# State-Based Servo Subsystems

We use several variations of a class called `StateBasedServoMotorSubsystem`. These subsystems allow us to control mechanical components by commanding them into **predefined states**, rather than setting raw motor outputs.

Let’s look at **two real examples**:

* `Elevator`: A more complex subsystem that dynamically adjusts its position using scoring distance and an interpolation map.
* `IntakeDeploy`: A simpler subsystem that just goes to fixed positions using a CANcoder.

Both rely on the same state-based pattern—but they diverge significantly in how they implement `writePeriodicOutputs()`.

***

#### Example 1: `IntakeDeploy`  FixedState

The `IntakeDeploy` class is a simple and robust implementation of a servo subsystem.

```java
class IntakeDeploy extends StateBasedServoMotorSubsystemWithCancoder<IntakeDeploy.State>
```

It:

* Uses a **CANcoder** for absolute positioning.
* Moves to **predefined angles** (e.g., `GROUND`, `STOW`, `HUMAN`).
* Uses **MotionMagic** to achieve smooth transitions.

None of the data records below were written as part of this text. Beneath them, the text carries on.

PR #6836, opened 2021-05-25
DOC: add note about array views in numpy docs

### LINKED ISSUE #6831: Functions claim to return a view but return a copy
My understanding is the immutable-array policy means that `jnp` functions (eg, `transpose`) return a copy of an array, rather than a view. 

There are a few places in the docs where a function claims to return a view:  [atleast_2d](https://jax.readthedocs.io/en/latest/_autosummary/jax.numpy.atleast_2d.html#jax.numpy.atleast_2d) and [atleast_3d](https://jax.readthedocs.io/en/latest/_autosummary/jax.numpy.atleast_3d.html#jax.numpy.atleast_3d) state it in the top line of the docstring.   

Other functions, like [ravel](https://jax.readthedocs.io/en/latest/_autosummary/jax.numpy.ravel.html) or [transpose](https://jax.readthedocs.io/en/latest/_autosummary/jax.numpy.transpose.html), have some verbiage about returning a view where possible in the "original docstring below" portion.  I suppose this is inevitable if the docstring is copied directly from the numpy functions.  

Perhaps the view/copy distinction could be added to the bulleted list in the `jax.numpy` [API doc page ](https://jax.readthedocs.io/en/latest/jax.numpy.html)?

jakevdp:
Fixes #6831

Rendered version: https://jax--6836.org.readthedocs.build/en/6836/jax.numpy.html#module-jax.numpy

### DIFF
--- a/docs/jax.numpy.rst
+++ b/docs/jax.numpy.rst
@@ -17,8 +17,13 @@ cannot follow NumPy exactly.
   array updates (:code:`x[i] = y`), JAX provides an alternative pure indexed
   update function :func:`jax.ops.index_update`.
 
+* Relatedly, some NumPy functions return views of arrays when possible (examples
+  are :func:`numpy.transpose` and :func:`numpy.reshape`). JAX versions of such
+  functions will return copies instead, although such copies can often be optimized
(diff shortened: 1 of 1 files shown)


gnecula (approved):
Thanks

Each state has a hardcoded `demand` (like `-141`) and an allowable error window.

{% hint style="info" %}
These demands should be in "units" like degrees or meters: This will make it easy to change and visualize
{% endhint %}

**Key Feature: Minimal Override**

`IntakeDeploy` doesn't override `writePeriodicOutputs()` at all. That’s because **no extra logic is needed**—the base class handles everything:

```java
@Override
public void outputTelemetry() {
    RobotVisualizer.updateIntakeAngle(getPosition());
    super.outputTelemetry();
}
```

This makes `IntakeDeploy` a great example of **how simple these classes can be when all you need is: "go to a position and stop."**

***

#### Example 2: `Elevator`  Context-Aware Positioning

`Elevator` is built on the same architecture:

```java
class Elevator extends StateBasedServoMotorSubsystem<Elevator.State>
```

But its behavior is more dynamic. It:

* Uses interpolation maps to adjust state positions depending on **distance from the scoring node**.
* Adds a **manual scoring offset** (controlled by the driver).
* Dynamically recalculates the final target before sending it to the motor controller.

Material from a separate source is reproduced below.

PR #7811, opened 2021-09-03
WIP: try making Python strings pytrees

shoyer:
This is just to see if anything breaks!

If we do this for real, it should be done on the C++ side, so the repr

**Key Feature: Custom `writePeriodicOutputs()`**

```java
@Override
public void writePeriodicOutputs() {
    double trackedOutput = mState.getTrackedOutput(distanceFromScoringPosition);
    
    if (mState == State.L1 || mState == State.L2 || mState == State.L3 || mState == State.L4)
        trackedOutput += scoringOffset;

    if (mControlState == ControlState.MOTION_MAGIC)
        setSetpointMotionMagic(trackedOutput);

    super.writePeriodicOutputs();
}
```

This method:

1. Gets the **base state demand**.
2. Adjusts it using the interpolating map (`getTrackedOutput()`).
3. Adds a manual offset if necessary.
4. Passes the final target to the motor.

This makes `Elevator` a good example of when **additional logic is required in the periodic control loop**.